К потерям мы относились как к неотъемлемой части нашей работы. Скажем, в сентябре или октябре 1943 года на формировании, когда мы получали пополнение, мы находились на аэродроме Волосово. Там во время тренировочных полетов получилось так: летчик Клочков выруливал на взлет, а его стрелок Лысенко был в увольнении в Москве. Он прибыл и видит, что его самолет, его летчик выруливает. Стрелок бежит навстречу: «Остановись, прекрати движение. Я полечу!» Клочков высаживает временного стрелка, сажает своего.
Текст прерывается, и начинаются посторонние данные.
PR #549, opened 2020-09-24
[DO NOT MERGE] CCloud footer

rmoff:
This is a proposal to increase the visibility and awareness of Confluent Cloud in a way that fits more smoothly into tutorials than the existing `Run your app to Confluent Cloud` step, which IMHO doesn't fit logically in the flow of a lot of the tutorials (it's not quite a tutorial, but it's not quite an advert either): 

image

---

IANAWD (I am not a web developer), so the HTML is nasty but this is the _kind_ of thing I am suggesting: 

image

Kapture 2020-09-24 at 16 43 10

---

We could also consider using a similar copy in a more subtle (!) placing further up the tutorial. So long as we are not actually getting in the way of the tutorial (the answer to the problem to which the developer had when they found us from Google), then I think devs accept a little bit of vendor advertising if it's done tactfully.

### DIFF
--- a/_includes/ccloud_banner.html
+++ b/_includes/ccloud_banner.html
@@ -1,0 +1,17 @@
+<div style="background-color: #FFC40C; font-weight: bold; line-height: 1.5;font-size: 12pt; padding: 20px; margin-left: 10%; margin-right: 10%;">
+    <table>
+      <tr>
+        <td>
+          <img src="/assets/img/icon-cloud.svg" width="50"  style="vertical-align: middle;"/>
+  
+        </td>
+        <td style="vertical-align: middle;">
+          Hey - did you know about <a href="https://confluent.cloud">Confluent Cloud</a>? It’s a fully managed Apache Kafka service that also includes managed connectors, ksqlDB, and Schema Registry.
+          <br/><br/>
+        You can <a href="https://confluent.cloud/signup">sign up here</a> to try it out - use the promo code <code>CC100KTS</code> to receive an additional $100 free usage (<a href="https://www.confluent.io/confluent-cloud-promo-disclaimer">T&C</a>). 
+                </td>
+      </tr>
+  
+    </table>
+
+  </div> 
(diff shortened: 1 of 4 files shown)


ybyzek:
@rmoff IAANAWD (I am also not a web developer) but here is what I hacked together.  It keeps the current CCloud section (so that it shows up in the ToC -- which is important for folks who don't naturally scroll to the end) but matches your ideas around color (`assets/sass/tutorial.scss`) and copy (`_includes/shared/markup/ccloud/try-ccloud.adoc`)

Screen Shot 2020-09-24 at 12 35 57 PM

rmoff:
Good point about the ToC. How about this version, which adds in a banner (less obtrusive than the footer) below the ToC and above the tutorial payload? 


Kapture 2020-09-25 at 10 46 19


I do feel that unless the tutorial itself describes running *the actual tutorial* in CCloud then having it as a step in the ToC is misleading. If we actually wrote the bespoke tutorial text per tutorial that showed solving the problem that the tutorial states on CCloud itself it would be ok IMO. 

Thus if we accepted the banner approach below the ToC I'd propose removing the `Deploy on Confluent Cloud
/ Run your app to Confluent Cloud` ToC _generic_ entry.

ybyzek:
@rmoff how about we open this up to the team at the next KT meeting?

rmoff:
SGTM 👍

bbejeck:
FWIW I like the banner approach that sits right below the ToC.

ybyzek:
Notes from meeting today:

- Generally favorable idea with suggestions below
- [Robin AI] do not use yellow, change color to #0074A2 and if possible an 8px corner radius 
- [Robin AI] feedback from Ashlee: remove white lines
- Robin: consider option to include product shot (see top right: https://www.confluent.io/confluent-cloud/tryfree/) -- ping Ashlee if you want to include this
- [Yeva AI] File separate Asana ticket to make top banner more prominent -- DONE

bbejeck:
@rmoff this PR hasn't seen any activity for some time, plus with the changes that offer users the option to view Confluent Cloud directions up-front, I'm going to close this PR.  We can re-open later on if needed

Взлетели они. Он должен был сходить в зону, отработать упражнение, а потом кто-то из нас должен был лететь. Мы стоим, ожидаем своего вылета. Кто сидит на скамейках, кто стоит. Смотрим – Клочков пошел к земле со скольжением. Думаем, может, скольжение отрабатывает? Потом на горизонте взрыв, столб дыма… Командир полка дал машину, мы поехали. Они упали в поле и оба погибли… Это было на формировании, сто грамм не давали. Так мы хромовые сапоги Клочкова на водку поменяли, где-то что-то достали – и так его помянули. Острота потерь притупилась. Каждый был готов к тому, что завтра и он может погибнуть. Не знаю, как у кого, но у меня бывали такие мысли: может, завтра и моя очередь? Взлетаем на боевое задание, – над аэродромом круг делаем, подстраиваемся один к другому, смотришь на аэродром, и мысли такие – а придется ли еще увидеть этот аэродром на обратном пути, будет ли этот обратный путь?